# my camper window frames inside camper get really hot...



## bethM (Jul 4, 2011)

hey bethM again ive moved to another local in north fla... boy its hot here... cookin!!!!! i have a question.. my metal window frames on the inside of my camper get really hot... i can feel the heat off em... and i can put my hand on the wall next to the window frame inside and the wall is really hot there... but cooler a few incehs away from it.... my frames on the outside are black... i was wondering if this is the cause... black soaks in heat anything black does... has anybody ever primes and painted their outside window frames and sealds to keep the heat down... does this makes sense.....thanks glad to be back on here!!!!!! love ya!!!!!:10220:


----------



## JoeS (Jun 1, 2011)

so If I understand you correctly you want to eliminate the heat on the inside of your windows frames? You really cant eliminate the heat but using sun shades or some type of cover may work short term.
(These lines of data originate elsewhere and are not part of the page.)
PR #67990, opened 2023-09-02
Adds Karate manual to Novice Martial Artist starting items

Hymore246:
#### Summary
Balance "Adds Karate manual to Novice Martial Artist starting items"

#### Purpose of change

Adds Karate manual to Novice Martial Artist profession

#### Describe the solution

This change makes the Novice Martial Artist start the game holding The Shōtōkan Karate Handbook. This allows them to learn Karate by successfully reading the book.

Novice Martial Artist offers very little to players. Its skills are negligible and its subpar gear makes it arguably worse than a default Survivor. The profession needs something to make it stand out and giving it a martial arts manual at the start and increasing its cost to one point will do just that. This change adds more depth the Novice Martial Artist and gives players a reason to actually use the profession instead of ignoring it in favor of taking a martial arts trait instead. This may seem like a lot at first glance since martial arts usually cost 3 points to take at chargen but consider the following:

* You cannot choose which martial art you want. It must be Karate.
* You need to read the book to learn the style. Depending on your starting location this could be easy or very difficult.
* Your lack of storage means you need to be careful with the manual before you learn the style. You might find yourself in a situation where you need to drop the book to keep yourself alive.
* Even after you learn the style, you still need to learn unarmed and melee skills to use it at full strength.

If the cost is too low, it can be increased to two points. Higher than that you would be better off just taking a martial arts trait.


oosyrag:
Why karate? And why would they have a book?

Seems like it would serve the profession better if it were to actually start in a dojo as described, maybe move it to a specific scenario.

Hymore246:
Karate was selected as the style because it is a common and well known martial art. From a gameplay perspective, it is a hybrid style that can be used from beginning to end game without becoming useless. 

As for why they have the book that could be because they were bring it to their class in the hopes of learning the "cool moves" in the manual. This makes sense even for non-karate classes since a novice might not know the difference between Karate and another style. This is just one of the possible roleplay reasons the profession might have.

ampersand55:
Maybe we can change the name to "karate white belt" or similar to more precisely reflect the profession?

Fris0uman:
I don't see any issue with the proposed change. Just a quick reminder though that points are going away and that there's no point in fiddling with it.

Fris0uman:
I think you need to update some tests, looks like the blackbelt_novice profession is used in Tests

Hymore246:
> I think you need to update some tests, looks like the blackbelt_novice profession is used in Tests

Judging from the errors, the game can't give an inhaler to the profession because it doesn't have inventory space. I assume it was putting into the character's hands previously. So, how is this corrected for professions that intentionally cannot carry any more items?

The short term meaning that it should keep it cooler for most of the day but not all day. Another option would be to get some padding for in the inside of your trailer. Have some nice upholster applied to the inside of the window.


----------



## Gerry (Jan 24, 2011)

*hot window frames*

If your frames are metal I would try painting them silver or white. The test for that is put your hand on a black car in the sun then try a white car. Big difference! Gerry


----------